▸ **Task prompt**
Word for word, restate the entries below from their first line through the line that contains "the version field.".

####################

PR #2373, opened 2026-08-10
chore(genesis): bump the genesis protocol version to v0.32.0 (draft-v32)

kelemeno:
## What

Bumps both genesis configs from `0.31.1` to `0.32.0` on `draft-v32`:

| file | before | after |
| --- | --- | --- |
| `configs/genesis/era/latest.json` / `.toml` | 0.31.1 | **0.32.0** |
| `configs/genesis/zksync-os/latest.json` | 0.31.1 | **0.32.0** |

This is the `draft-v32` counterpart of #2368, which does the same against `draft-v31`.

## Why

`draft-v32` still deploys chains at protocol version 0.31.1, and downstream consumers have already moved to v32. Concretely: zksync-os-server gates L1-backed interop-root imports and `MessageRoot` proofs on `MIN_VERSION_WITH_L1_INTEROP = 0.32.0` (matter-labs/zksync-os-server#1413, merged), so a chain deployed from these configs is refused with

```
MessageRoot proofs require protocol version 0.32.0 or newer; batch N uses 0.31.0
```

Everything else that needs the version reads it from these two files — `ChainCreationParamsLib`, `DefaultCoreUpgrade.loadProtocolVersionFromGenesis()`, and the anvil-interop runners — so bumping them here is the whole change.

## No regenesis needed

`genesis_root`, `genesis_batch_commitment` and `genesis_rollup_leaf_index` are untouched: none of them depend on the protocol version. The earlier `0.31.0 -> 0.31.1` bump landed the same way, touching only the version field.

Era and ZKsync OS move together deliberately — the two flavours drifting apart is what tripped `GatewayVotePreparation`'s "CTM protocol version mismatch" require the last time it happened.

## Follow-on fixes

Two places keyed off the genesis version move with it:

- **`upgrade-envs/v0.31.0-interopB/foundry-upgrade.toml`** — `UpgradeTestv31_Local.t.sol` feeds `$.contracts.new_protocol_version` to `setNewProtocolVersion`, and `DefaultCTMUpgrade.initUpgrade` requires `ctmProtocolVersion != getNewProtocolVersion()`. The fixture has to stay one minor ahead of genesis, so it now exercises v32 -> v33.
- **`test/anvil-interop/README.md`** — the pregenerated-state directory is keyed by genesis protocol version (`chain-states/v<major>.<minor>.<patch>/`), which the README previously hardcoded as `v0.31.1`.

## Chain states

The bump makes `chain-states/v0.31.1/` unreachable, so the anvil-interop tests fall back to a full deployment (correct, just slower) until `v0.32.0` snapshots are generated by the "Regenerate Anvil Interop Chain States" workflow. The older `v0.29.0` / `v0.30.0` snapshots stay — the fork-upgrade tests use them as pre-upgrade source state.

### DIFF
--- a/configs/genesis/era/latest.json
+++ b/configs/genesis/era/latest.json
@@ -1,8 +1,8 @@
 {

####################

▸ **Finished task**
PR #2373, opened 2026-08-10
chore(genesis): bump the genesis protocol version to v0.32.0 (draft-v32)

kelemeno:
## What

Bumps both genesis configs from `0.31.1` to `0.32.0` on `draft-v32`:

| file | before | after |
| --- | --- | --- |
| `configs/genesis/era/latest.json` / `.toml` | 0.31.1 | **0.32.0** |
| `configs/genesis/zksync-os/latest.json` | 0.31.1 | **0.32.0** |

This is the `draft-v32` counterpart of #2368, which does the same against `draft-v31`.

## Why

`draft-v32` still deploys chains at protocol version 0.31.1, and downstream consumers have already moved to v32. Concretely: zksync-os-server gates L1-backed interop-root imports and `MessageRoot` proofs on `MIN_VERSION_WITH_L1_INTEROP = 0.32.0` (matter-labs/zksync-os-server#1413, merged), so a chain deployed from these configs is refused with

```
MessageRoot proofs require protocol version 0.32.0 or newer; batch N uses 0.31.0
```

Everything else that needs the version reads it from these two files — `ChainCreationParamsLib`, `DefaultCoreUpgrade.loadProtocolVersionFromGenesis()`, and the anvil-interop runners — so bumping them here is the whole change.

## No regenesis needed

`genesis_root`, `genesis_batch_commitment` and `genesis_rollup_leaf_index` are untouched: none of them depend on the protocol version. The earlier `0.31.0 -> 0.31.1` bump landed the same way, touching only the version field.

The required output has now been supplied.